EXERCISE ▸
Your task is to return the data below, word for word.

MATERIAL TO PROCESS ▸
PR #1045, opened 2018-06-27
Get Build logs when build is complete

nakhbari:
Issue: #709 

Probably want to make this a part of the websocket in the future. This PR should give us basic functionality to switch over to the web app in all situations 😄 

#### Screenshot
image

```
```

### DIFF
--- a/app/features-json/build_json_controller.rb
+++ b/app/features-json/build_json_controller.rb
@@ -10,15 +10,7 @@ module FastlaneCI
     use(FastlaneCI::BuildWebsocketBackend)
 
     get "#{HOME}/:build_number" do |project_id, build_number|
-      build = current_project.builds.find { |b| b.number == build_number.to_i }
-      if build.nil?
-        json_error!(
-          error_message: "Can't find build with ID #{build_number} for project #{project_id}",
-          error_key: "Build.Missing",
-          error_code: 404
-        )
-      end
-      build_view_model = BuildViewModel.new(build: build)
+      build_view_model = BuildViewModel.new(build: current_build)
 
       json(build_view_model)
     end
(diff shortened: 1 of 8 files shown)


app/features-json/build_json_controller.rb
```diff
@@ -92,6 +84,42 @@ class BuildJSONController < APIController
...
+      # if the server was restarted, we're gonna end here in this code block
+      build_log_artifact = current_build.artifacts.find do |current_artifact|
+        # We can improve the detection in the future, to actually mark an artifact as "default output"
+        current_artifact.type.include?("log") && current_artifact.reference.end_with?("fastlane.log")
+      end
+
+      if build_log_artifact
+        artifact_file_content = File.read(build_log_artifact.provider.retrieve!(artifact: build_log_artifact))
+      else
+        raise "Couldn't load previous output for build #{build_number}"
```
nakhbari: should probably be one of our new errors. Will have to change that.

powerivq:
Just a comment: can we force logs to be displayed using monospace font? That would make it more readable because many command line apps assume that.

nakhbari:
@powerivq Yeah i'm sure we'll use something like that. I think there is a discussion to be had on how we styling the logs in general.

web/app/build/build.component.scss
```diff
@@ -11,14 +11,16 @@ $TOOLBAR_HEIGHT:80px;
         .fci-build-logs {
             flex: 1;
             padding: 8px;
-            color: #859900;
+            color: #93a1a1;
             background-color: #073642;
+            font-family: 'Google Sans Monospace', sans-serif;
```
powerivq: Thanks! Let's make it 
```
'Google Sans Monospace', monospace;
```
for now. We likely want a default monospace font at all times.

app/features-json/build_json_controller.rb
```diff
@@ -104,5 +137,10 @@ def current_project
 
       return current_project
     end
+
+    # convert .log files that include the color information as ANSI code to plain text
+    def convert_ansi_to_plain_text(data)
```
KrauseFx: Yeah that's good for now, we'll address that code again later to improve it

app/features-json/build_json_controller.rb
```diff
@@ -92,6 +84,47 @@ class BuildJSONController < APIController
       json(build_summary_view_model)
     end
 
+    get "#{HOME}/:build_number/logs" do |project_id, build_number|
+      # `current_build_runner` is only defined if the build was just run a while back
+      # if the server was restarted, we're gonna end here in this code block
+      build_log_artifact = current_build.artifacts.find do |current_artifact|
+        # We can improve the detection in the future, to actually mark an artifact as "default output"
```
KrauseFx: Yeah 👍

app/features-json/build_json_controller.rb
```diff
@@ -92,6 +84,47 @@ class BuildJSONController < APIController
...
+          error_message: "Logs file missing for build #{build_number}",
+          error_key: "Build.LogsMissing",
+          error_code: 404
+        )
+      end
+
+      plain_artifact_file_content = convert_ansi_to_plain_text(artifact_file_content)
+      log_array = plain_artifact_file_content.split("\n").collect do |log_line|
+        {
+          message: log_line
```
KrauseFx: This notation is here because in the future we'll also transfer the "metadata" of each row right? (e.g. warning, error). And we just don't have this information for now as we just store the plaintext log output for the time being

app/features-json/build_json_controller.rb
```diff
@@ -92,6 +84,47 @@ class BuildJSONController < APIController
...
+    get "#{HOME}/:build_number/logs" do |project_id, build_number|
+      # `current_build_runner` is only defined if the build was just run a while back
+      # if the server was restarted, we're gonna end here in this code block
+      build_log_artifact = current_build.artifacts.find do |current_artifact|
+        # We can improve the detection in the future, to actually mark an artifact as "default output"
+        current_artifact.type.include?("log") && current_artifact.reference.end_with?("fastlane.log")
+      end
+
+      if build_log_artifact
+        artifact_file_content = File.read(build_log_artifact.provider.retrieve!(artifact: build_log_artifact))
```
KrauseFx: This will work for local file storage only. As with `gcp` artifact storage provider we'll return a URL that we'll need to fetch. This doesn't have to be addressed in this PR, however let's either add a `# TODO` here or create a GH issue to follow up 👍 I'm sure we have other work to do for the GCP integration

app/features-json/build_json_controller.rb
nakhbari: Yeah, we'll have to talk about how we want to structure logs are some point. I think it would be OK to output plain text until the worker stuff is done. Don't want to do the log work twice.

app/features-json/build_json_controller.rb
nakhbari: added TODO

THE ANSWER ▸
PR #1045, opened 2018-06-27
Get Build logs when build is complete

nakhbari:
Issue: #709 

Probably want to make this a part of the websocket in the future. This PR should give us basic functionality to switch over to the web app in all situations 😄 

#### Screenshot
image

```
```

### DIFF
--- a/app/features-json/build_json_controller.rb
+++ b/app/features-json/build_json_controller.rb
@@ -10,15 +10,7 @@ module FastlaneCI
     use(FastlaneCI::BuildWebsocketBackend)
 
     get "#{HOME}/:build_number" do |project_id, build_number|
-      build = current_project.builds.find { |b| b.number == build_number.to_i }
-      if build.nil?
-        json_error!(
-          error_message: "Can't find build with ID #{build_number} for project #{project_id}",
-          error_key: "Build.Missing",
-          error_code: 404
-        )
-      end
-      build_view_model = BuildViewModel.new(build: build)
+      build_view_model = BuildViewModel.new(build: current_build)
 
       json(build_view_model)
     end
(diff shortened: 1 of 8 files shown)


app/features-json/build_json_controller.rb
```diff
@@ -92,6 +84,42 @@ class BuildJSONController < APIController
...
+      # if the server was restarted, we're gonna end here in this code block
+      build_log_artifact = current_build.artifacts.find do |current_artifact|
+        # We can improve the detection in the future, to actually mark an artifact as "default output"
+        current_artifact.type.include?("log") && current_artifact.reference.end_with?("fastlane.log")
+      end
+
+      if build_log_artifact
+        artifact_file_content = File.read(build_log_artifact.provider.retrieve!(artifact: build_log_artifact))
+      else
+        raise "Couldn't load previous output for build #{build_number}"
```
nakhbari: should probably be one of our new errors. Will have to change that.

powerivq:
Just a comment: can we force logs to be displayed using monospace font? That would make it more readable because many command line apps assume that.

nakhbari:
@powerivq Yeah i'm sure we'll use something like that. I think there is a discussion to be had on how we styling the logs in general.

web/app/build/build.component.scss
```diff
@@ -11,14 +11,16 @@ $TOOLBAR_HEIGHT:80px;
         .fci-build-logs {
             flex: 1;
             padding: 8px;
-            color: #859900;
+            color: #93a1a1;
             background-color: #073642;
+            font-family: 'Google Sans Monospace', sans-serif;
```
powerivq: Thanks! Let's make it 
```
'Google Sans Monospace', monospace;
```
for now. We likely want a default monospace font at all times.

app/features-json/build_json_controller.rb
```diff
@@ -104,5 +137,10 @@ def current_project
 
       return current_project
     end
+
+    # convert .log files that include the color information as ANSI code to plain text
+    def convert_ansi_to_plain_text(data)
```
KrauseFx: Yeah that's good for now, we'll address that code again later to improve it

app/features-json/build_json_controller.rb
```diff
@@ -92,6 +84,47 @@ class BuildJSONController < APIController
       json(build_summary_view_model)
     end
 
+    get "#{HOME}/:build_number/logs" do |project_id, build_number|
+      # `current_build_runner` is only defined if the build was just run a while back
+      # if the server was restarted, we're gonna end here in this code block
+      build_log_artifact = current_build.artifacts.find do |current_artifact|
+        # We can improve the detection in the future, to actually mark an artifact as "default output"
```
KrauseFx: Yeah 👍

app/features-json/build_json_controller.rb
```diff
@@ -92,6 +84,47 @@ class BuildJSONController < APIController
...
+          error_message: "Logs file missing for build #{build_number}",
+          error_key: "Build.LogsMissing",
+          error_code: 404
+        )
+      end
+
+      plain_artifact_file_content = convert_ansi_to_plain_text(artifact_file_content)
+      log_array = plain_artifact_file_content.split("\n").collect do |log_line|
+        {
+          message: log_line
```
KrauseFx: This notation is here because in the future we'll also transfer the "metadata" of each row right? (e.g. warning, error). And we just don't have this information for now as we just store the plaintext log output for the time being

app/features-json/build_json_controller.rb
```diff
@@ -92,6 +84,47 @@ class BuildJSONController < APIController
...
+    get "#{HOME}/:build_number/logs" do |project_id, build_number|
+      # `current_build_runner` is only defined if the build was just run a while back
+      # if the server was restarted, we're gonna end here in this code block
+      build_log_artifact = current_build.artifacts.find do |current_artifact|
+        # We can improve the detection in the future, to actually mark an artifact as "default output"
+        current_artifact.type.include?("log") && current_artifact.reference.end_with?("fastlane.log")
+      end
+
+      if build_log_artifact
+        artifact_file_content = File.read(build_log_artifact.provider.retrieve!(artifact: build_log_artifact))
```
KrauseFx: This will work for local file storage only. As with `gcp` artifact storage provider we'll return a URL that we'll need to fetch. This doesn't have to be addressed in this PR, however let's either add a `# TODO` here or create a GH issue to follow up 👍 I'm sure we have other work to do for the GCP integration

app/features-json/build_json_controller.rb
nakhbari: Yeah, we'll have to talk about how we want to structure logs are some point. I think it would be OK to output plain text until the worker stuff is done. Don't want to do the log work twice.

app/features-json/build_json_controller.rb
nakhbari: added TODO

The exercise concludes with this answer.